Based on what you've written for $G_{\rho(x)}$, I take it that you haven't yet grasped the definition of the stabilizer. If $G$ is a group acting (on the left) on a set $S$, then for each $s\in S$, the stabilizer $G_s$ of $s$ is defined as the set of all elements of $G$ which fix $s$, i.e., $\{g\in G : gs = s\}$. In your prompt, you should have stated that $x\in X$.

Now if $a\in G_{\rho(x)}$, then $a\in G$ and $a(\rho(x)) = \rho(x)$. Thus $\rho^{-1}a\rho(x) = \rho^{-1}\rho(x) = x$; since $G$ is a subgroup of $\operatorname{Sym}(X)$ and both $a,\rho\in G$, then $\rho^{-1}a\rho\in G$. Therefore $\rho^{-1}a\rho\in G_x$, say $\rho^{-1}a\rho = b$ for some $b\in G_x$. Then $a = \rho b\rho^{-1}\in \rho G_x\rho^{-1}$.

Conversely, if $a\in \rho G_x \rho^{-1}$, then there is a $g\in G_x$ such that $a = \rho g \rho^{-1}$. Since $G$ is a subgroup of $\operatorname{Sym}(X)$ and $\rho, g\in G$, then $\rho g \rho^{-1}\in G$, i.e., $a\in G$. As $g(x) = x$, $a(\rho(x)) = \rho(g(x)) = \rho(x)$. Consequently $a\in G_{\rho(x)}$.

 

[Deveno]

Some things to keep in mind:

for any group $G$, and any element $g \in G$, the map $x \mapsto g^{-1}xg$ is an automorphism of $G$ (an isomorphism $G \to G$), called the inner automorphism induced by $g$.

So, if $H$ is any subgroup of $G$, then $gHg^{-1}$ is *also* a subgroup of $G$ (isomorphic to $H$).

In particular, if $H$ is the stabilizer of some element in a set $S$ that $G$ acts on, say $H = G_a$, for some $a \in S$, it seems that $gG_ag^{-1}$ must also be a stabilizer of "something" (some perhaps different element of $S$).

But what?

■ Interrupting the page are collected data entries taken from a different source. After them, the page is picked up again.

PR #8605, opened 2024-08-16
Feat: convert dialog component from class to function [EXT-5599]

david-shibley-contentful:

### DIFF
--- a/apps/sap-commerce-cloud/frontend/src/components/Dialog/Dialog.tsx
+++ b/apps/sap-commerce-cloud/frontend/src/components/Dialog/Dialog.tsx
@@ -1,4 +1,4 @@
-import React, { useEffect, useState, ChangeEvent } from 'react';
+import React, { useEffect, useState, ChangeEvent, useCallback } from 'react';
 import {
   Button,
   Grid,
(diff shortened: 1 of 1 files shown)


apps/sap-commerce-cloud/frontend/src/components/Dialog/Dialog.tsx
```diff
@@ -29,269 +29,220 @@ interface DialogProps {
...
+  const [selectedProducts, setSelectedProducts] = useState<string[]>([]);
+  const [errors, setErrors] = useState<ErrorType[]>([]);
+
+  useEffect(() => {
+    const initialize = async () => {
+      await loadBaseSites();
+      load();
+    };
+    initialize();
+  }, []);
```
BobHemphill76, line 48: Shouldn't we have loadBaseSites and load as deps here?

apps/sap-commerce-cloud/frontend/src/components/Dialog/Dialog.tsx
```diff
@@ -29,269 +29,220 @@ interface DialogProps {
...
+
+  const load = async () => {
```
BobHemphill76, line 50: this might be a good candidate for useCallback if we make it a dep of useEffect

apps/sap-commerce-cloud/frontend/src/components/Dialog/Dialog.tsx
```diff
@@ -29,269 +29,220 @@ interface DialogProps {
...
-      selectedProducts: this.state.selectedProducts,
-      errors: errors,
-    });
+    setProducts(products);
+    setErrors(errors);
   };
 
-  loadBaseSites = async () => {
-    const baseSites = await fetchBaseSites(this.props.sdk.parameters as SAPParameters);
+  const loadBaseSites = async () => {
```
BobHemphill76, line 62: same as above

apps/sap-commerce-cloud/frontend/src/components/Dialog/Dialog.tsx
```diff
@@ -29,269 +29,220 @@ interface DialogProps {
...
-      this.state.baseSite,
-      this.state.query,
-      this.state.page,
-      this.props.sdk.parameters as SAPParameters,
-      this.updateTotalPages
+      baseSite,
+      query,
+      page,
+      sdk.parameters as SAPParameters,
+      setTotalPages
```
whitelisab, line 56: Is `setTotalPages` the same as `updateTotalPages`? Just making sure that there's not difference in functionality

BobHemphill76:
Overall, just had a comment about hook deps and maybe migrating some of our async functions to useCallback.  They're not required, especially if it diverges too much from our other apps.

apps/sap-commerce-cloud/frontend/src/components/Dialog/Dialog.tsx
david-shibley-contentful: good idea!

apps/sap-commerce-cloud/frontend/src/components/Dialog/Dialog.tsx
david-shibley-contentful: yes, but it will now be `load, sdk.parameters`

apps/sap-commerce-cloud/frontend/src/components/Dialog/Dialog.tsx
david-shibley-contentful: yeah :-)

Let us see if we can discover this. Let $h \in G_a$, so $h(a) = a$. We will try to find out which $s \in S$ (if any) that $ghg^{-1}$ stabilizes.

From $ghg^{-1}(s) = s$ we have (letting $g^{-1}$ act on both sides):

$hg^{-1}(s) = g^{-1}(s)$, that is: $h(g^{-1}(s)) = g^{-1}(s)$. So $g^{-1}(s)$ must be an element of $S$ that $H = G_a$ stabilizes. We only know of one such element, $a$ (this is the only bit that requires a little cleverness).

So if we set $g^{-1}(s) = a$, we know this will work. Now we can solve for $s$, by having $g$ act on both sides:

$g(g^{-1}(s)) = g(a)$
$(gg^{-1})(s) = g(a)$
$e(s) = g(a)$
$s = g(a)$.

Clearly, then, $gG_ag^{-1}$ stablizes $g(a)$. This shows that $gG_ag^{-1} \subseteq G_{g(a)}$.

I'll repeat this finding, for emphasis:

CONJUAGTES $ghg^{-1}$ of stabilizers $h$ of $a\in S$, stabilize the IMAGE $g(a)$.

To show $G_{g(a)} \subseteq gG_ag^{-1}$, we just work backwards:

Suppose $x \in G$ is such that $x(g(a)) = g(a)$.

Then $xg(a) = g(a)$, so $g^{-1}xg(a) = g^{-1}g(a) = a$. That is, $g^{-1}xg$ stabilizes $a$.

From $g^{-1}xg \in G_a$, we have $x = exe = (gg^{-1})x(gg^{-1}) = g(g^{-1}xg)g^{-1} \in gG_ag^{-1}$, and that's the end of this short television episode.